Dataset entries:
Issue #2396, opened 2023-09-26
IPAddress Gateway should be concidered optional


ekarlso:
/kind feature

**Describe the solution you'd like**
It was decided in previous discussions that Gateway should be optional so you can have interfaces without defualt gw here
https://github.com/kubernetes-sigs/cluster-api-ipam-provider-in-cluster/pull/118
https://github.com/kubernetes-sigs/cluster-api/issues/8536
https://github.com/kubernetes-sigs/cluster-api-ipam-provider-in-cluster/issues/70

**Anything else you would like to add:**
[Miscellaneous information that will assist in solving the issue.]

**Environment:**

- Cluster-api-provider-vsphere version: 
1.8.x

christianang:
This is fine with me. There was a lot of back and forth on this across various repos and it seem like it was made optional everywhere, but CAPV. So this make sense to me to remove the restriction from CAPV.

cc @schrej @srm09

chrischdi:
Fore more context also see the discussion at https://kubernetes.slack.com/archives/CKFGK3SSD/p1695731228748929

As of today it is already okay for CAPV to have no gateway set for ipv6. With this use case we should do the same for ipv4 propably inside the `parseGateway` function:

https://github.com/kubernetes-sigs/cluster-api-provider-vsphere/blob/main/pkg/services/govmomi/ipam/parse.go#L57-L59

```go
	if ipamAddress.Spec.Gateway == "" {
		return nil, nil
	}
```

/triage accepted

PR #2397, opened 2023-09-26
:bug: Remove the conditional on ipv6

ekarlso:
Signed-off-by: ekarlso <endre.karlson@xait.com>

Fixes #

### DIFF
--- a/pkg/services/govmomi/ipam/parse.go
+++ b/pkg/services/govmomi/ipam/parse.go
@@ -51,10 +51,10 @@ func parseAddressWithPrefix(ipamAddress *ipamv1.IPAddress) (netip.Prefix, error)
 // does not conflict with the gateway addresses parsed from other
 // ipamv1.IPAddresses on the current device. Gateway addresses must be the same
 // family as the address on the ipamv1.IPAddress. Gateway addresses of one
-// family must match the other addresses of the same family. IPv4 Gateways are
-// required, but IPv6 gateways are not.
+// family must match the other addresses of the same family. A gateway address
+// is optional. If it is not set this function returns `nil, nil`.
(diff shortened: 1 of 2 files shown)


zhanggbj (commented):
Thanks for the PR!
Just one nit, as we want to make Gateway optional for both IPv4 and IPv6, could you please also update the comment in L55 to make it consistent. Thanks!

zhanggbj:
Hi @ekarlso, please also sign the CLA, you could follow the guide above :-)

chrischdi:
This is for #2396

pkg/services/govmomi/ipam/parse.go
```diff
@@ -54,7 +54,7 @@ func parseAddressWithPrefix(ipamAddress *ipamv1.IPAddress) (netip.Prefix, error)
 // family must match the other addresses of the same family. IPv4 Gateways are
 // required, but IPv6 gateways are not.
```
chrischdi, line 55: We should also update the godoc here

```suggestion
// family must match the other addresses of the same family. A gateway address
// is optional. If it is not set this function returns `nil, nil`.
```

killianmuldoon:
/retitle :bug: Remove the conditional on ipv6

chrischdi:
This PR also needs to fix the relevant tests :-)

killianmuldoon (commented):
Thanks!

/lgtm
/approve

killianmuldoon:
Should we backport this to 1.8 / 1.7?

chrischdi:
> Should we backport this to 1.8 / 1.7?

I was thinking about that too. Would make sense to me to do so. It reduces the restrictions on the field so it should be okay?!

killianmuldoon:
Yeah - absolutely fine with backporting this as a bug.

killianmuldoon:
@chrischdi  - looks like we might have an issue with the cherrypick bot :thinking: 

I'll open an issue over at test infra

-- EXERCISE REQUIREMENTS --
Retype each entry exactly, missing none.

-- SOLVED EXERCISE --
Issue #2396, opened 2023-09-26
IPAddress Gateway should be concidered optional


ekarlso:
/kind feature

**Describe the solution you'd like**
It was decided in previous discussions that Gateway should be optional so you can have interfaces without defualt gw here
https://github.com/kubernetes-sigs/cluster-api-ipam-provider-in-cluster/pull/118
https://github.com/kubernetes-sigs/cluster-api/issues/8536
https://github.com/kubernetes-sigs/cluster-api-ipam-provider-in-cluster/issues/70

**Anything else you would like to add:**
[Miscellaneous information that will assist in solving the issue.]

**Environment:**

- Cluster-api-provider-vsphere version: 
1.8.x

christianang:
This is fine with me. There was a lot of back and forth on this across various repos and it seem like it was made optional everywhere, but CAPV. So this make sense to me to remove the restriction from CAPV.

cc @schrej @srm09

chrischdi:
Fore more context also see the discussion at https://kubernetes.slack.com/archives/CKFGK3SSD/p1695731228748929

As of today it is already okay for CAPV to have no gateway set for ipv6. With this use case we should do the same for ipv4 propably inside the `parseGateway` function:

https://github.com/kubernetes-sigs/cluster-api-provider-vsphere/blob/main/pkg/services/govmomi/ipam/parse.go#L57-L59

```go
	if ipamAddress.Spec.Gateway == "" {
		return nil, nil
	}
```

/triage accepted

PR #2397, opened 2023-09-26
:bug: Remove the conditional on ipv6

ekarlso:
Signed-off-by: ekarlso <endre.karlson@xait.com>

Fixes #

### DIFF
--- a/pkg/services/govmomi/ipam/parse.go
+++ b/pkg/services/govmomi/ipam/parse.go
@@ -51,10 +51,10 @@ func parseAddressWithPrefix(ipamAddress *ipamv1.IPAddress) (netip.Prefix, error)
 // does not conflict with the gateway addresses parsed from other
 // ipamv1.IPAddresses on the current device. Gateway addresses must be the same
 // family as the address on the ipamv1.IPAddress. Gateway addresses of one
-// family must match the other addresses of the same family. IPv4 Gateways are
-// required, but IPv6 gateways are not.
+// family must match the other addresses of the same family. A gateway address
+// is optional. If it is not set this function returns `nil, nil`.
(diff shortened: 1 of 2 files shown)


zhanggbj (commented):
Thanks for the PR!
Just one nit, as we want to make Gateway optional for both IPv4 and IPv6, could you please also update the comment in L55 to make it consistent. Thanks!

zhanggbj:
Hi @ekarlso, please also sign the CLA, you could follow the guide above :-)

chrischdi:
This is for #2396

pkg/services/govmomi/ipam/parse.go
```diff
@@ -54,7 +54,7 @@ func parseAddressWithPrefix(ipamAddress *ipamv1.IPAddress) (netip.Prefix, error)
 // family must match the other addresses of the same family. IPv4 Gateways are
 // required, but IPv6 gateways are not.
```
chrischdi, line 55: We should also update the godoc here

```suggestion
// family must match the other addresses of the same family. A gateway address
// is optional. If it is not set this function returns `nil, nil`.
```

killianmuldoon:
/retitle :bug: Remove the conditional on ipv6

chrischdi:
This PR also needs to fix the relevant tests :-)

killianmuldoon (commented):
Thanks!

/lgtm
/approve

killianmuldoon:
Should we backport this to 1.8 / 1.7?

chrischdi:
> Should we backport this to 1.8 / 1.7?

I was thinking about that too. Would make sense to me to do so. It reduces the restrictions on the field so it should be okay?!

killianmuldoon:
Yeah - absolutely fine with backporting this as a bug.

killianmuldoon:
@chrischdi  - looks like we might have an issue with the cherrypick bot :thinking: 

I'll open an issue over at test infra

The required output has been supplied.